The mere mention of the words ‘health reform’ by the Government will leave them open to a potent political attack from Labor.
This has profound consequences for future healthcare policy.
With the PHI review announced in the federal budget, coupled with the Government’s desire to reform the prosthesis list, stakeholders in both industries will need to approach these reviews very carefully in light of the new political environment.
Messaging will become critical and engagement with Canberra will need to be well thought out.
The Senate will become a key focus, as no doubt any number of inquiries into health related policy issues will now be instigated.
Senator Xenophon has already flagged an inquiry into private health insurance and by extension the medical device industry. More are sure to follow.
There is nothing like a good scare campaign to frighten a Government off major reform and Labor has achieved this in spades.
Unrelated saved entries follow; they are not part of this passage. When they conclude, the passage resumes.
PR #4944, opened 2026-09-04
perf(sm120): optimize BF16 VSA attention

lishunyang12:
## Summary

Optimize the SM120 BF16 VSA CuTe-DSL path for MiniMax-H3 style block-sparse attention.

The patch keeps the existing SM120 VSA interface and focuses on the measured positive changes:

- skip unused V tile transfers;
- schedule sparse Q tiles across heads;
- skip warp-uniform VSA rescaling;
- elide the unused LSE epilogue;
- elide unchanged row-scale exponentials;
- alias Q/V shared storage when lifetimes do not overlap;
- retain SM120 VSA correctness coverage.

## PRO5000 microbenchmark

Hardware: NVIDIA RTX PRO 5000, CC 12.0, CUDA 13.0, PyTorch 2.13.0+cu130.

Workload: batch=1, seq_len=109632, heads=7, head_dim=128, logical_block=64, topk=64, logical_nnz=136464.

| Backend | p50 | Effective TFLOPS | Relative speed |
| --- | ---: | ---: | ---: |
| FastVideo Triton | 15.701 ms | 127.589 | 1.00x |
| FlashInfer SM120 VSA baseline | ~10 ms | — | 1.00x |
| Optimized FlashInfer SM120 VSA | 8.985 ms | 222.967 | 1.748x vs Triton |

Correctness for the reported run: max_abs=0.00097656, relative_l2=0.00302094.

NCU (optimized CuTe-DSL path): 8.97 ms kernel duration, 85.8% compute throughput, 54.6% memory throughput, zero local-memory spills, 246 registers/thread, 16.7% theoretical occupancy, 16.6% achieved occupancy.

## Tests

On the same PRO5000 environment:

```text
CUDA_VISIBLE_DEVICES=4 pytest -q tests/attention/test_vsa_block_sparse_sm120.py -k 'not perf_sweep'
18 passed, 1 deselected
```

The deterministic local precheck passes against `upstream/main`.

## Excluded experiments

Native CUDA load-pipeline, 3-CTA residency, register-paired softmax, and staggered CTA variants were measured but excluded because they were slower or unstable for this workload.

## Reproduction

The MiniMax-H3 benchmark command and shape configuration are preserved in the existing SM120 benchmark scripts. The result above uses the same input, warmup, repeat count, and GPU isolation for both backends.

Signed-off-by: lishunyang12 <lishunyang12@163.com>

### DIFF
--- a/flashinfer/cute_dsl/sparse/bsa_attn_sm120.py
+++ b/flashinfer/cute_dsl/sparse/bsa_attn_sm120.py
@@ -12,6 +12,7 @@
 # See the License for the specific language governing permissions and
 # limitations under the License.
 
+import math
 from typing import Optional, Tuple
 
 import torch
@@ -112,6 +113,7 @@ def bsa_attn_sm120_blk64_fwd(
     block_sizes: Optional[torch.Tensor] = None,
     q2k_block_nums: Optional[torch.Tensor] = None,
     softmax_scale: Optional[float] = None,
+    skip_softmax_threshold_scale_factor: Optional[float] = None,
     return_lse: bool = False,
     out: Optional[torch.Tensor] = None,
     lse: Optional[torch.Tensor] = None,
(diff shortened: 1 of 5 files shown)


LeslieWylie:
The matching vLLM-Omni integration now has additional historical served E2E evidence on 8× RTX PRO 5000: client latency 43.142730 → 39.006554 s (-9.59%) for the same 15-second FastH3/Mystic0.2 workload, changing only the VSA compute provider. The deployed FlashInfer snapshot was `a2be065f4a93ffd6701c90be05aa547419dc2099`.

Configuration, source provenance, numerical/visual limitations, and the discarded compilation experiment are recorded in https://github.com/vllm-project/vllm-omni/pull/7034#issuecomment-5647006162 . This supports that deployed snapshot, not the current head of this PR; it is a single-case A/B rather than a broad speed guarantee.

The electorate has spoken loud and clear, they don’t want to pay more for healthcare services and ‘free’ access to Medicare is seen as a right and not a privilege.
‘Mediscare’ has put a cold shiver down the Governments spine when it comes to healthcare reform. A number of health reform options the Government were counting on to achieve savings are now dead in the water.
The implication will be major spending programs like the PBS, (one of the few programs the Government can control spending in health) will be under intense focus to find savings.
In the absence of a MOU, the pharmaceutical industry is particularly vulnerable to the horse-trading that will inevitably play out in the new parliament.
Likewise, other healthcare stakeholders in the PHI industry and medical device industry are also similarly vulnerable in this new political environment.
The only certainty now, is uncertainty. Political risk will be at an all-time high and managing it will become not a choice but a necessity.
Welcome to the new paradigm, may the political games begin!!